**TASK STATEMENT**
This exercise calls for an exact copy of the data below.
+--
PR #1289, opened 2022-08-18
Update label for distribution form token input

zashton:
Reduce the text in the pre-label/label to free up more space to display token balance

Fixes one of issues in the UI nits


crabsinger (approved):
looks good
+--
**SOLUTION TO THIS PROBLEM**
PR #1289, opened 2022-08-18
Update label for distribution form token input

zashton:
Reduce the text in the pre-label/label to free up more space to display token balance

Fixes one of issues in the UI nits


crabsinger (approved):
looks good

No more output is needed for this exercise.